Hi again,

The ICA runs for the lfs-alphabetical builds are getting nearly byte
for byte repeatable.  Here's a really quick summary of what's been
done:

*  Started off from the 20051216 revision in ~jhuntwork that had
mostly been determined by Jeremy and Chris Staub.

*  Added -Dman1dir=... to perl configure.gnu to allow groff to be after perl.
   http://linuxfromscratch.org/pipermail/lfs-dev/2006-January/055178.html

*  Added echo '#define YYENABLE_NLS 1' >> config.h to Ch. 6 bison
   http://linuxfromscratch.org/pipermail/lfs-dev/2006-January/055164.html

*  Moved sed before perl to remove hardcoded reference to /tools/bin/sed

*  Implemented DIY-Linux toolchain build
   http://linuxfromscratch.org/pipermail/lfs-dev/2006-January/055149.html

*  Patched farce-001-5 to allow stripping of statically linked binaries
   http://staff.washington.edu/dbnichol/lfs/farce-001-5-test_static-1.patch

*  ICA only patch to perl to remove embedded date/time stamp (see below)
   http://staff.washington.edu/dbnichol/lfs/perl-5.8.7-remove_time-1.patch

*  ICA only patch to vim to remove embedded date/time stamp (see below)
   http://staff.washington.edu/dbnichol/lfs/vim-6.4-remove_time-1.patch

*  ICA only sed to nscd to remove embedded date/time stamp (see below)
   http://staff.washington.edu/dbnichol/lfs/nscd-remove-time.txt

Concerning the last 3 points.  These are gross hacks.  I only used
them to make sure that the differences that were always occuring in
perl, perl.o, nscd and vim were truly timestamp related and not build
related.  Turns out that they were.  The above patches and sed's are
not intended for the build.  (In fact, I'd like someone with C
programming experience to look at nscd_stat.c and make sure I didn't
break it.)

To repeat, the last three steps prove that perl, vim and nscd are
repeatable and the differences stem from functions implementing time
stamps in the source code.

Here are links to the current results.  NOTE: I had to move my little
repo because I'm getting booted from the student server at Washington.
 However, I just found out that I have a staff website (graduate
school pays off).  So old links concerning my alpha work will soon be
broken.

*  Order of the packages
   
http://staff.washington.edu/dbnichol/lfs/lfs-alpha-20060111-reports/scripts.list

*  Iter 1 vs Iter 2 ICA report
   
http://staff.washington.edu/dbnichol/lfs/lfs-alpha-20060111-reports/ica/REPORT.1V2

*  Iter 1 vs Iter 2 Farce report
   
http://staff.washington.edu/dbnichol/lfs/lfs-alpha-20060111-reports/farce/1v2/farce-differ

*  The build logs with commands used for each package
   http://staff.washington.edu/dbnichol/lfs/lfs-alpha-20060111-reports/logs/

*  My script set that implements all this *hit
   http://staff.washington.edu/dbnichol/lfs/dbn-build-20060111/

Notes about the results:
*  These compare very favorably to the ICA set from DIY-Linux
   http://www.diy-linux.org/~greg/ICA/

*  As seen from the reports, perl, perl.o, nscd and vim are gone due
to my above hacks.

*  All the .o differences in the stc++ .a archives are repeatable due
to injected randomness in C++ compiled objects.  I can't find the link
to where Greg talked about this right now.

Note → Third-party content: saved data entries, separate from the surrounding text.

PR #245, opened 2018-08-03
jerryx: root handle scope convenience methods

legendecas:
Series convenience methods of root handle scope.

Closes root handle scope on iotjs exit.

- [x] tests
- [x] add jerry-ext dependency to iotjs (#247 )
- [x] build option to include jerryx (#247 )

### DIFF
--- a/deps/jerry/jerry-ext/handle-scope/handle-scope-allocator.c
+++ b/deps/jerry/jerry-ext/handle-scope/handle-scope-allocator.c
@@ -75,6 +75,10 @@ jerryx_handle_scope_is_in_prelist (jerryx_handle_scope_t *scope)
 jerryx_handle_scope_t *
 jerryx_handle_scope_get_parent (jerryx_handle_scope_t *scope)
 {
+  if (scope == &kJerryXHandleScopeRoot)
+  {
+    return NULL;
+  }
   if (!jerryx_handle_scope_is_in_prelist (scope))
   {
     jerryx_handle_scope_dynamic_t *dy_scope = (jerryx_handle_scope_dynamic_t *) scope;
@@ -87,7 +91,7 @@ jerryx_handle_scope_get_parent (jerryx_handle_scope_t *scope)
   }
   if (scope == kJerryXHandleScopePool.prelist)
   {
-    return NULL;
+    return &kJerryXHandleScopeRoot;
   }
   return kJerryXHandleScopePool.prelist + JerryXHandleScopePrelistIdx (scope) - 1;
 }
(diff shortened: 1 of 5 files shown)


cmake/jerry.cmake
```diff
@@ -32,7 +32,7 @@ ExternalProject_Add(hostjerry
     -DJERRY_LIBC=OFF
     -DJERRY_CMDLINE=OFF
     -DJERRY_CMDLINE_SNAPSHOT=ON
-    -DJERRY_EXT=OFF
+    -DJERRY_EXT=ON
```
yorkie: Let's open it once the full functions are complete :)

cmake/jerry.cmake
```diff
@@ -52,7 +52,7 @@ macro(add_cmake_arg TARGET_ARG KEY)
 endmacro(add_cmake_arg)
 
 # Target libjerry
-set(JERRY_LIBS jerry-core jerry-port-default)
+set(JERRY_LIBS jerry-core jerry-port-default jerry-ext)
```
yorkie: We should set this by checking the define `JERRY_EXT`.

cmake/jerry.cmake
```diff
@@ -138,6 +138,7 @@ ExternalProject_Add(libjerry
 set_property(DIRECTORY APPEND PROPERTY
   ADDITIONAL_MAKE_CLEAN_FILES
     ${CMAKE_BINARY_DIR}/lib/libjerry-core.a
+    ${CMAKE_BINARY_DIR}/lib/libjerry-ext.a
```
yorkie: Ditto

src/iotjs.c
```diff
@@ -26,6 +26,7 @@
 #endif
 #include "jerryscript-port.h"
 #include "jerryscript.h"
+#include "jerryscript-ext/handle-scope.h"
```
yorkie: Also, we are not starting using HandleScope yet, so adding this by MACRO would be reasonable :)

src/iotjs.c
```diff
@@ -255,6 +256,7 @@ int iotjs_entry(int argc, char** argv) {
   }
 
   // Release JerryScript engine.
+  jerryx_close_handle_scope(jerryx_handle_scope_get_root());
```
yorkie: The same to this line :)

src/iotjs.c
legendecas: Once NAPI module are introduced to ShadowNode, handle-scope are necessary rather than configurable.

PR #246, opened 2018-08-03
module: any unknown extensions shall be treated as js

### LINKED ISSUE #244: module: unhandled condition of unknown extension
Unhandled condition of requiring files with unknown extension.

e.g.
```
$ iotjs foobar.c
// do nothing, with exit code 0
```

Shall files with unknown extension be loaded as if it is js files?

legendecas:
close #244 

- [x] test


yorkie:
@legendecas Add a test case under `/test/run_pass/require1`?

*  Config_heavy.pl differs only because -Dman1dir... is only added to
the first iteration and this file records what the Configure arguments
were.

*  Differences in the stdc++ .la archives are harmless since the only
add extra references to -lm and -lgcc_s.

To see the text differences for both of these, look at
http://staff.washington.edu/dbnichol/lfs/lfs-alpha-20060111-reports/ica/1V2.ASCII.DIFF

*  gccbug is probably harmless but could be satisfied by adding mktemp to Ch. 5.
   http://linuxfromscratch.org/pipermail/lfs-dev/2006-January/055157.html

*  man.conf is equally harmless.  /usr/bin/col comes from util-linux,
but I don't see a good reason to fix this one.

Still to do:
*  The iteration 1 glibc .a archives still contain references to
/tools/include, etc.  I forgot to change the Ch. 6 glibc to DIY style
which adds --with-headers=/usr/include.  Possibly this will clean
things up a bit?

*  Determine if removing some of the DIY toolchain steps will revert the ICA.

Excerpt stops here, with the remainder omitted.